I have a question about power factor. I know that compact fluorescent bulbs are more efficient that normal bulbs, but I also know that they have a power factor of .5 or .6. What does this mean? Am I only getting billed for .5 times the power it is actually using? Does this mean it is not as efficient as it appears but you save money anyway?

A simple resistive load such as a heating element obeys Ohms law I=V/R instantaneously, ie throughout the AC voltage waveform the current is always proportional to the instantaneous voltage. This will also hold true for a conventional lightbulb. The power factor is 1.

Any load which contains an inductor (such as an electric motor) or capacitor on the mains will draw current "out of phase" with the voltage. A pure capacitance will draw current proportional to the rate of change of voltage, so the current will be maximised as the voltage crosses zero (in the sinewave this is when it's changing fastest). Summing up the instantaneous power (I.V) you would find that over one cycle, no "power" is drawn by the capacitive load (and no power would be metered by a domestic meter). However, you have still been pulling current through the wires which means that there will be real energy losses (costs incurred) in the distribution network. Capacitive loads draw current "ahead" of the voltage whereas inductive loads draw current "behind" the voltage - consequently an inductive load cna be balenced by applying a capacitor to it.

Modern devices with switch-mode power supplies including computers and low-energy bulbs typically feed the mains straight into a bridge rectifier with a capacitor on the DC side. This means that they draw essentially zero current for most of the AC cycle, and just a brief burst of current at the peak of the voltage waveform. This means that the instantaneous peak current is much higher than the average current of a resistive load of the same nominal power. If a large fraction of the load on the grid (or even just one premesis) starts loading the network in this fashion it can distort the waveform of the mains and cause other issues (I'm not too sure what exactly). It's not really very easy to correct or compensate for loads which only draw currents at the peak of the waveform.

See also

http://en.wikipedia.org/wiki/Power_factorOne consideration is that mains electricity is distributed as three phases 120degrees apart. Assuming all loads are resistive, the current in the neutral wire to the substation will sum to zero (both instantaneously and over time).

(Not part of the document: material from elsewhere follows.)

Issue #8086, opened 2025-10-31
Support custom temporary directory for core updates (important for OpenWrt/embedded devices)


Jackie264:
### Prerequisites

Consequently no power is dissipated in the neutral wire, and it can be relatively light gauge.

If all the loads only drew current at the peak of the voltage waveform (so there's no instantaneous overlap of loads) the average absolute current in the neutral would be the sum of the currents in the phases, and the neutral cable would need to have three times the cross-section of the phases (for power-loss / cable self-heating considerations). This is an extreme example, but illustrates problems that can arise.